Średnia w Unii jest niższa, przeciętnemu Europejczykowi zostaje w kieszeni ok. 70 proc. pensji brutto. – Polska z wynikiem w wysokości 74 proc. zajmuje 11. miejsce w Unii – poinformowała Joanna Narkiewicz-Tarłowska z PricewaterhouseCoopers podczas prezentacji raportu. – Naszą pozycję z pewnością poprawił fakt obniżenia składek na ubezpieczenia społeczne oraz wprowadzenie dwustopniowej skali podatkowej (18 proc. i 32 proc.).

[wyimek]11. miejsce zajmuje Polska w UE pod względem obciążenia pensji[/wyimek]
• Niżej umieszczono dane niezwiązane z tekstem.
PR #1854, opened 2024-08-29
Remove Pod Network from a VM

moadqassem:

Fixes #

**What type of PR is this?**

```release-note

```

**Documentation**:

```documentation

```

### DIFF
--- a/pkg/cloudprovider/provider/kubevirt/provider.go
+++ b/pkg/cloudprovider/provider/kubevirt/provider.go
@@ -652,11 +652,6 @@ func (p *provider) newVirtualMachine(_ context.Context, c *Config, pc *providerc
 		annotations[k] = v
 	}
 
-	defaultBridgeNetwork, err := defaultBridgeNetwork(macAddressGetter)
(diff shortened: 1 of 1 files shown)


cnvergence:
I see this config was added after an issue:
https://github.com/kubermatic/machine-controller/issues/1202

pkg/cloudprovider/provider/kubevirt/provider.go
```diff
@@ -788,6 +779,7 @@ func randomMacAddressGetter() (string, error) {
 	return mac.String(), nil
 }
 
+// TODO(mq): refactor networking in VMs
 func defaultBridgeNetwork(macAddressGetter macAddressGetter) (*kubevirtv1.Interface, error) {
```
cnvergence, line 783: needs to be removed, because of the lint

moadqassem:
This PR is not needed for now as this needs to be investigated further,

moadqassem:
This PR is not needed for now as this needs to be investigated further.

Tak naprawdę kolejność na liście może być jednak inna, bo analiza PwC nie obejmuje wszystkich ulg podatkowych stosowanych w krajach UE, a jedynie ulgi prorodzinne oraz możliwość wspólnego rozliczenia rodziców. – Raport nie uwzględnia też świadczeń od państwa, jakie obywatele krajów UE otrzymują w związku z wysokim opodatkowaniem ich wynagrodzeń – zastrzegła Narkiewicz-Tarłowska. Na pierwszym miejscu jest Hiszpania (83 proc.), potem Estonia (82 proc.), Cypr (81 proc.) oraz Czechy, Słowacja i Bułgaria (po 80 proc.). Ostatnie trzy kraje oraz Estonia mają podatek liniowy. Tabelę zamykają Belgia z wynikiem 55 proc., Węgry (56 proc.), Dania (58 proc.) oraz Niemcy (60 proc.) i Słowenia (62 proc.).

– Kraje z podatkiem liniowym wygrywają z państwami o tradycyjnej skali podatkowej – podkreśla raport. Na pierwszym miejscu jest jednak Hiszpania, która nie ma podatku liniowego. Eksperci uważają, że to wynika z niskich składek społecznych. Podobnie na Cyprze.

Z kolei w Rumunii, gdzie obowiązuje 16 proc. stawka PIT, z powodu wysokich składek dochód netto pracownika to przeciętnie 71 proc. wynagrodzenia brutto. Wysokość zarobków w UE waha się od ok. 3,7 tys. euro brutto rocznie w Bułgarii do 44,4 tys. euro w Luksemburgu.